Distributed key-value database

etcd is a key-value database commonly deployed with distributed systems. The software is used by Kubernetes. It is written in the Go programming language and published under the Apache License 2.0.

== History ==
etcd was originally developed as part of the CoreOS project, it was first announced in June of 2013. It was later donated to the Cloud Native Computing Foundation (CNCF). It became a CNCF incubating project in December 2018, and graduated in November of 2020. At the time, the maintainer team consisted of 10 members, including: Amazon, Google Cloud, IBM, Alibaba, and Red Hat. As of 2018, all 32 of the CFNFs Kubernetes compliant distributions and platforms used etcd as their datastore.

According to a 2024 report by the CNCF, the project had over 3300 contributors and at least 450 contributing companies.

The first stable version of etcd, v2.0.0, was released on January 28, 2015. v3.0.0 was released on June 30, 2016.

== Name ==

The name "etcd" is derived from the Unix convention of storing system configuration files in the /etc directory, which applies to a single system, etcd stores configurations for a distributed system, hence the appended "d" standing for "distributed".

== Architecture ==
The software consists of three executables:

- etcd
- etcdctl
- etcdutl

On particular database entries, locks can be set to prevent writing by other entities while it is being used. It uses the raft consensus algorithm.

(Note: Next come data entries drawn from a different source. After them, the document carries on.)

PR #4084, opened 2026-08-10
[Performance] Cache and vectorize replay-boundary queries

theap06:
Depends on #4083. GitHub shows the cumulative diff until that PR lands.

## Summary

- cache boundaries by storage revision, including cross-process writes
- replace dense scans with compile-friendly `searchsorted` queries
- add focused replay-boundary benchmarks

GB10, 1M records: 0.536 ms to 0.161 ms (3.3x); invalidated query 0.478 ms.

## Tests

Replay core, samplers, storages, multiprocessing invalidation, and compiled kernels.

PR #4085, opened 2026-08-10
[Feature] Support multidimensional storage in Sequence sample units

theap06:
Depends on #4084. GitHub shows the cumulative diff until that PR lands.

## Summary

- expand time while preserving lane coordinates for `storage.ndim > 1`
- return full-coordinate indices and reduce priorities per anchor coordinate
- cover masks, nested keys, ring wraparound, and CUDA placement

GB10, `[100000, 64]` storage: 0.195 ms cached; 1.004 ms invalidated.

## Tests

Replay core, samplers, storages, CUDA, and full-graph boundary kernels.

### DIFF
--- a/benchmarks/test_replaybuffer_benchmark.py
+++ b/benchmarks/test_replaybuffer_benchmark.py
@@ -125,6 +125,28 @@ def test_sequence_boundary_query_benchmark(
     benchmark(query)
 
 
+@pytest.mark.parametrize("lanes", [8, 64])
+def test_sequence_multidimensional_boundary_query_benchmark(benchmark, lanes):
+    device = _replay_boundary_device()
+    time = 100_000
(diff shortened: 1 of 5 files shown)


vmoens:
Reviewed incremental head `a7edffdb72` on top of #4084 and the current PR state (no human review threads; CI awaits approval). The expansion changes consistently keep coordinate 0 as time, preserve lane coordinates in both `index` and `anchor_index`, and flatten/recover full anchors for lane-specific priority reduction. Locally, the five CPU multidimensional Sequence tests pass and the CUDA case skips as expected; the prioritized end-to-end case could not run in this checkout because the optional `SumSegmentTreeFp32` extension is unavailable, rather than from a Python assertion failure. `git diff --check` is clean. No code blocker found; the remaining confidence gap is that extension-backed priority test plus CUDA CI.

vmoens (approved):
LGTM amazing work!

Etcd was initially inspired by Chubby, a distributed lock manager developed Google in 2006, as well as Apache ZooKeeper.

==Features==

It supports TLS/SSL encryption, exposes a client-facing gRPC API, and supports multiversion concurrency control, and runtime cluster membership reconfiguration.

The official IANA assigned ports for etcd are TCP 2379/2380.

== Users ==

Etcd is used to store cluster data by default for most Kubernetes implementations, like AWS EKS. One notable exception being Google Kubernetes Engine, whose control-plane datastore was migrated from etcd to a Spanner-based store in 2024, while preserving etcd compatibility.

Kubernetes also depends on the etcd API to communicate with its datastore, meaning that all storage backends used by it are required to support the etcd API.